Do you remember the time you crinkled up your nose at the sound of my favorite band and shook your head in dissaprovement? You used to do it all the time You picked at me like you picked at your scabs Except instead of it hurting you, it hurt me
Do you remember when you said why with a look of disgust when you saw the scars on my ankles and I told you I was sad, that I'd cut them with razors and scissors?
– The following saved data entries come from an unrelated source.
PR #76, opened 2020-08-21
add nodebalancer-id annotation

Charliekenney23:


cloud/linode/loadbalancers.go
```diff
@@ -316,30 +358,35 @@ func (l *loadbalancers) EnsureLoadBalancerDeleted(ctx context.Context, clusterNa
...
+func (l *loadbalancers) getNodeBalancerByID(ctx context.Context, service *v1.Service, id int) (lb *linodego.NodeBalancer, err error) {
+	lb, err = l.client.GetNodeBalancer(ctx, id)
+	if err != nil {
+		if apiErr, ok := err.(*linodego.Error); ok && apiErr.Code == http.StatusNotFound {
+			err = errLbNotFound
+		}
+	} else {
+		klog.Infof("found NodeBalancer (%d) for service %s/%s via %s annotation", id, service.Namespace, service.Name, annLinodeNodeBalancerID)
+	}
+	return
```
sibucan, line 384: It looks like you can drop the `else` if you return early during the error condition, like so:
```suggestion
	lb, err = l.client.GetNodeBalancer(ctx, id)
	if err != nil {
		if apiErr, ok := err.(*linodego.Error); ok && apiErr.Code == http.StatusNotFound {
			return nil, errLbNotFound
		}
	    return nil, err
	}
	klog.Infof("found NodeBalancer (%d) for service %s/%s via %s annotation", id, service.Namespace, service.Name, annLinodeNodeBalancerID)
	return lib, nil
```

cloud/linode/loadbalancers.go
```diff
@@ -67,6 +70,62 @@ func newLoadbalancers(client *linodego.Client, zone string) cloudprovider.LoadBa
 	return &loadbalancers{client: client, zone: zone}
 }
 
+func (l *loadbalancers) getNodeBalancerForService(ctx context.Context, service *v1.Service) (*linodego.NodeBalancer, error) {
+	rawID, _ := getServiceAnnotation(service, annLinodeNodeBalancerID)
+	id, idErr := strconv.Atoi(rawID)
+	hasIDAnn := idErr == nil && id != 0
+
+	if hasIDAnn {
```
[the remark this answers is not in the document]
Charliekenney23: The reason why I didn't exit early is so that if the NodeBalancer specified by the ID does not exist, it falls back to looking for the NodeBalancer by the most recent status.

e2e/test/framework/loadbalancer_suit.go
```diff
@@ -3,6 +3,7 @@ package framework
 import (
```
asauber, line 3: It would be nice to rename this file `loadbalancer_suite.go` in this PR if you don't mind.

README.md
```diff
@@ -52,7 +52,8 @@ Annotation (Suffix) | Values | Default | Description
 `check-timeout` | int (1-30) | | Duration, in seconds, to wait for a health check to succeed before considering it a failure
 `check-attempts` | int (1-30) | | Number of health check failures necessary to remove a back-end from the service
 `check-passive` | [bool](#annotation-bool-values) | `false` | When `true`, `5xx` status codes will cause the health check to fail
-`preserve` | [bool](#annotation-bool-values) | `false` | When `true`, deleting a `LoadBalancer` service does not delete the underlying NodeBalancer
+`preserve` | [bool](#annotation-bool-values) | `false` | When `true`, deleting a `LoadBalancer` service does not delete the underlying NodeBalancer. Replaced NodeBalancers will also not be deleted
```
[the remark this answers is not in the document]
Charliekenney23: Replacing here means when you annotate an existing LoadBalancer service to use a different NodeBalancer. I will write something more to that effect for clarity

cloud/linode/loadbalancers.go
```diff
@@ -243,15 +308,44 @@ func (l *loadbalancers) UpdateLoadBalancer(ctx context.Context, clusterName stri
...
+	}
+
+	nb, err := l.getNodeBalancerForService(ctx, serviceWithStatus)
+	if err != nil {
+		sentry.CaptureError(ctx, err)
+		return err
+	}
+
+	if !l.shouldPreserveNodeBalancer(service) {
+		if err := l.cleanupOldNodeBalancer(ctx, service); err != nil {
```
asauber, line 340: This should only be called in the case where the `nodebalancer-id` annotation does not match the existing NodeBalancer ID. We don't want users to find that when they change a parameter for their Service, such as the port, that they get an entirely new NodeBalancer IP.

asauber (changes requested):

cloud/linode/loadbalancers.go
asauber: Nevermind, the following handles this case :)

https://github.com/linode/linode-cloud-controller-manager/pull/76/files#diff-3ec7caaf647e4dffd0640f14c7410c02R153-R155

asauber (changes requested):
Tested the following scenarios and they all work as expected!

- Adding the `nodebalancer-id` annotation to an existing Service
- Adding `preserve` to a Service that also uses `nodebalancer-id`
- Using `nodebalancer-id` with a new Service
- Upgrading from the previous version of the CCM to this version, and then making edits to the service

Perhaps the best thing about this update is that you can now relabel the NodeBalancers at will without any unexpected side effects!

Two points of feedback:

- New NodeBalancers should receive a unique and LKE-related label. Perhaps `lke<clusterID>-<lower 48 bits of UnixNano() in hex>`
- If a Service is created with `nodebalancer-id`, but that NodeBalancer doesn't exist, then a new NodeBalancer is created. I think this should instead be logged as an error and not create any NodeBalancer.

asauber:
Looks good to me. Thanks for the updates!

Seen when updating an existing Service or creating an new service with an invalid ID:

```
service.beta.kubernetes.io/linode-loadbalancer-nodebalancer-id annotation points to a NodeBalancer that does not exist: LoadBalancer (2340981) not found for service
```

asauber (approved):

PR #87, opened 2020-12-16
allow inter-service communication from within cluster via external LB

### LINKED ISSUE #74: LoadBalancer Services cannot discover the true ClientIP
X-Forwarded-For, X-Real-IP, ProxyProtocol and friends currently see only an IP in the range 192.168.255.0/24

Charliekenney23:
Closes #74

This changes the LoadBalancer status we return from `EnsureLoadBalancer` and `GetLoadBalancer` to only include the NodeBalancer hostname and not the IPv4 address. Omitting the IP ensures kube-proxy does not insert rules to hijack requests to the external LB IP from within the cluster to resolve to the cluster IP for the underlying pod. This proxying caused issues for users expecting the NodeBalancer to include proxy-protocol headers. See #74.

Due to LoadBalancer statuses not including the LB IPv4 address, LB discovery will now be done using the hostname.

### DIFF
--- a/cloud/linode/loadbalancers.go
+++ b/cloud/linode/loadbalancers.go
@@ -120,11 +120,13 @@ func (l *loadbalancers) getLatestServiceLoadBalancerStatus(ctx context.Context, 
 
 // getNodeBalancerByStatus attempts to get the NodeBalancer from the IPv4 specified in the
 // most recent LoadBalancer status.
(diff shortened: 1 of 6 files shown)


phillc (approved):
I'd get 1 more approver.

sibucan (approved):

PR #92, opened 2021-03-03
add loadbalancer-hostname-only-ingress annotation

Charliekenney23:
This annotation will allow users to use short-circuit adding the underlying NodeBalancer's IP to the LoadBalancerStatus (see #87). This is now an opt-in feature as it's much quicker to expose the IPv4 as an interface for the service than waiting for the DNS A record to be propagated for the hostname.

### DIFF
--- a/cloud/linode/loadbalancers.go
+++ b/cloud/linode/loadbalancers.go
@@ -124,11 +124,11 @@ func (l *loadbalancers) getLatestServiceLoadBalancerStatus(ctx context.Context, 
 // most recent LoadBalancer status.
 func (l *loadbalancers) getNodeBalancerByStatus(ctx context.Context, service *v1.Service) (nb *linodego.NodeBalancer, err error) {
 	for _, ingress := range service.Status.LoadBalancer.Ingress {
-		if ingress.Hostname != "" {
-			return l.getNodeBalancerByHostname(ctx, service, ingress.Hostname)
-		}
 		if ingress.IP != "" {
 			return l.getNodeBalancerByIPv4(ctx, service, ingress.IP)
+		}
+		if ingress.Hostname != "" {
+			return l.getNodeBalancerByHostname(ctx, service, ingress.Hostname)
 		}
 	}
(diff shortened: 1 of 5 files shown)


cloud/linode/loadbalancers.go
```diff
@@ -769,11 +766,16 @@ func getConnectionThrottle(service *v1.Service) int {
...
 }
 
-func makeLoadBalancerStatus(nb *linodego.NodeBalancer) *v1.LoadBalancerStatus {
+func makeLoadBalancerStatus(service *v1.Service, nb *linodego.NodeBalancer) *v1.LoadBalancerStatus {
+	ingress := v1.LoadBalancerIngress{
+		Hostname: *nb.Hostname,
+	}
+	if !getServiceBoolAnnotation(service, annLinodeHostnameOnlyIngress) {
+		ingress.IP = *nb.IPv4
+	}
```
sibucan, line 775: It seems strange that the annotation for a NB hostname on the svc is opt-in, but the logic in here implies the other way around, that the default is to return the NB's hostname unless a specific annotation is set. Do you think it could maybe it read like:
```suggestion
	ingress := v1.LoadBalancerIngress{
		Hostname: *nb.IPv4,
	}
	if getServiceBoolAnnotation(service, annLinodeHostnameOnlyIngress) {
		ingress.IP = *nb.Hostname
	}
```
... or am I missing a subtle bug by doing this?

sibucan (approved):
Just a small comment about how the logic for choosing whether to show the NB IP or the hostname based on the annotation:

cloud/linode/loadbalancers.go
Charliekenney23: Before the kube-proxy workaround, we returned both the IP and hostname. Now If the new annotation is present we only want the hostname. Otherwise, we want the old default of having the IP and hostname

g1bl3t (approved):
This looks good. made a small suggestion for the docs just to clarify a bit

PR #98, opened 2021-08-03
Hardcode --authentication-skip-lookup=true to short-circuit ConfigMap auth

### LINKED ISSUE #91: Add --authentication-skip-lookup=true flag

I still do it all the time
I remember the next day after you found out you told your friend and he told the entire softball team and I asked you why with a look of disgust on my face, you said well it's gross And my eye lids filled with tears, the dam broke and they fled free You said stop, you're making a scene
One day when I came home from the library I found my Christmas lights that were strung across my walls, crushed into pieces And you said you need to grow up and stop acting like a child I screamed in terror that you destroyed them just like my heart But all you did was laugh and say oh please, stop being so melodramatic
Nothing I did was ever good enough for you
You painted my walls grey so I could toughin' up and stop whining all the time How the hell was grey walls going to do that? I hated you so much but was so afraid of that hand that was inevitably going to collide with my face and legs and back and nose And those hands that would crush my bones over and over And that fist that would plant a black and blue bruise on my left eye
Why do you hurt me?
Dedication goes to any woman who has ever Ben beaten, or man for that matter. This is not an experience that has happened to me, by the way.